Data to process:
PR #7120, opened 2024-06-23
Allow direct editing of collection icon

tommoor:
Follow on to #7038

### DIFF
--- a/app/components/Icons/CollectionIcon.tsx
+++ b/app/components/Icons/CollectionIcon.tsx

The problem:
All of the entries must be written out exactly as they stand.

Exercise response:
PR #7120, opened 2024-06-23
Allow direct editing of collection icon

tommoor:
Follow on to #7038

### DIFF
--- a/app/components/Icons/CollectionIcon.tsx
+++ b/app/components/Icons/CollectionIcon.tsx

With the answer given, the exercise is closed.